Workers in the luxury hotel are likewise expected to anticipate guests’ needs, a process in which the definition of “needs” expands to include what might otherwise be considered “desires.” The Ritz-Carlton's credo, for example, includes the commitment to fulfill even the guest's “unexpressed wishes and needs.” The general manager of the Peninsula Beverly Hills, Ali Kasikci, told a reporter, “Waiting for customers to tell you what they need is like driving your car by looking in the rearview mirror.”33 Workers must be on the lookout for needs the guest might not articulate or even be aware of. Concierges, for example, stood armed with umbrellas for guests who were on their way out and might not know that it was raining. Antonio, a guest services manager at the Luxury Garden, advised me always to offer soup to guests who mentioned they were not feeling well, thereby actually creating a need rather than anticipating an existing need. Needs anticipation may also include withholding information or refraining from taking some kind of action; for example, I was cautioned not to tell a guest that he had been upgraded when the person he was traveling with had not been.

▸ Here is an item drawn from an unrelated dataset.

PR #1693, opened 2026-08-21
Fix private session creation and simplify access UI

benyhh:
## What changed
- include the explicitly selected session visibility in exact new-session draft reconciliation, preventing a valid private/workspace draft from creating an empty session shell and then returning a false 409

Needs anticipation also entails reading the guest's demeanor, picking up subtle cues to predict her needs and desires. Sydney, a guest services manager at the Luxury Garden, told me, “You have to know what they want that they aren't telling you, because if you don't they won't like what you get them.” When a guest asks the concierge to recommend a restaurant, the concierge must (in addition to asking the guest about his tastes, of course) take into account factors such as where he is from, how old he is, and how sophisticated he appears, in order to increase the chances of making an appropriate choice. If the guest is older and appears unschooled in upscale dining, he may receive a reservation at a chain steakhouse; if a visitor from New York requests information on local entertainment, the concierge will not recommend the traveling version of the latest Broadway hit. In employee training sessions at the Luxury Garden, Alice, the human resources manager, encouraged workers to use visual clues to offer the guests something they might need. On one occasion she role-played a woman massaging her neck and seeming tired and another guest arriving with a crying baby, then asked what we would do to meet the needs they were not expressing verbally (the answers: offer the tired guest a place to sit down and give the mother a private space even if her room is not ready).

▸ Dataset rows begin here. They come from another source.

PR #1697, opened 2026-08-21
fix(web): keep active session unread state accurate

benyhh:
## Summary
- acknowledge the active foreground chat again when later durable output arrives, without requiring navigation away and back
- bind each acknowledgement to the exact coalesced event frontier rendered by the browser so unseen newer events remain unread
- preserve same-tab rail reconciliation, live-tip/history/focus fencing, and retry one transient failure without looping on permanent errors
- add the public optional read-through sequence contract plus real-Postgres, contract, unit, and browser regressions

## Verification
- independent review: APPROVE exact `b6d3e36891d4e6feefcaae00f45a0fd140ea5aab`
- 33 real-Postgres/contract tests
- 847 web tests
- 9/9 session-pin Chromium E2E tests
- all 31 TypeScript projects
- production web build and bundle budgets
- lint, format, public hygiene, CI impact, changeset status, diff check

## Bundle
- initial raw: 1,499,526 / 1,500,160 bytes
- direct-session raw: 2,083,239 / 2,083,840 bytes
- direct-session gzip: 579,514 / 579,584 bytes
- all other caps unchanged and green

### DIFF
--- a/.changeset/exact-session-read-frontier.md
+++ b/.changeset/exact-session-read-frontier.md
@@ -1,0 +1,7 @@
+---
+"@opengeni/contracts": patch
+"@opengeni/db": patch
+"@opengeni/sdk": patch
+---
+
+Allow foreground session readers to acknowledge an exact rendered event sequence so later unseen events remain unread.
--- a/apps/api/src/routes/sessions.ts
+++ b/apps/api/src/routes/sessions.ts
@@ -1493,9 +1493,10 @@ export function registerSessionRoutes(app: Hono, deps: SessionRouteDeps): void {
     }
   });
 
-  // Personal follow-up state. Viewing a session never acknowledges it; the
-  // member must explicitly mark it read/unread, and the actively-working label
-  // remains independent of that acknowledgment.
+  // Personal follow-up state. Session reads stay side-effect free; clients use
+  // this explicit mutation after a deliberate read/unread action. The managed
+  // web console treats an exact foreground chat view as that action, while the
+  // actively-working label remains independent of acknowledgment.
   app.put("/v1/workspaces/:workspaceId/sessions/:sessionId/attention", async (c) => {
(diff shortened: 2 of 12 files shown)


benyhh:
APPROVE — cumulative independent review bound to exact head b6d3e36891d4e6feefcaae00f45a0fd140ea5aab.

Verified end to end:
- The managed console acknowledges only the exact foreground, fully loaded live-tip event frontier; background tabs and historical windows do not consume unread state.
- The hook frontier uses the coalesced-aware `lastSequence`; API/contract/SDK carry `acknowledgedThroughSequence`; DB clamps it to the current session sequence and advances the personal acknowledgement monotonically, so later unseen events remain unread.
- Retry behavior is bounded to one automatic retry per exact projection key. A second failure leaves the receipt latched, preventing permanent 4xx/5xx request loops; a genuinely newer event frontier gets its own bounded attempt.
- The landed same-tab rail projection from #1694 is preserved, with revision and last-sequence ordering preventing stale polls or responses from resurrecting or prematurely clearing the unread dot.
- Workspace/principal transition fencing and foreground checks remain intact.
- Current-main compatibility is proven: base 96e52c902b8343a348ec9c17738a905a65471340 is an ancestor, merge-tree is clean, and diff-check passes.

Independent verification: 41 focused web/contract/real-PostgreSQL FORCE-RLS tests passed during the cumulative review; all 31 TypeScript projects passed; the focused Chromium retry/frontier case passed; and an exact-head production build passed every bundle budget (initial raw 1,499,526/1,500,160; direct raw 2,083,239/2,083,840; direct gzip 579,514/579,584). No blocking correctness, UX, concurrency, retry, compatibility, or bundle issue remains.

GitHub does not permit this account to submit a formal approval on its own pull request, so this explicit APPROVE comment records the independent head-bound verdict.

Guests appreciate needs anticipation. One visitor to the Luxury Garden wrote on a comment card: “Housekeeper apparently saw cold medicine next to the rollaway bed for our 10 year old daughter and thoughtfully left an extra box of tissues! Great attention to detail!!” Herbert, a businessman in food manufacturing, recounted approvingly that after hearing that his young son was going to a baseball game, workers at an upscale hotel left cookies, milk, and a baseball hat in the room for him. Shirley, a leisure traveler, was amazed when tea was delivered unexpectedly upon her arrival at one fancy hotel:
We'd checked into our room, and there was a knock on the door, and they brought chamomile tea and cookies. It was just those sorts of things, those unanticipated, delightful little things. You didn't even know you wanted chamomile tea, and it was the perfect thing…. I think it's a combination of anticipating your needs but doing it in a way that's sort of invisible, that doesn't draw attention to itself, that it sort of magically happens without you seeing how it happens, but it's as if they knew what you were thinking two seconds before you thought of it.
Although these practices are known in the industry as needs anticipation, these examples demonstrate that the process also creates desires, by providing things “you didn't even know you wanted,” and then codes them as needs.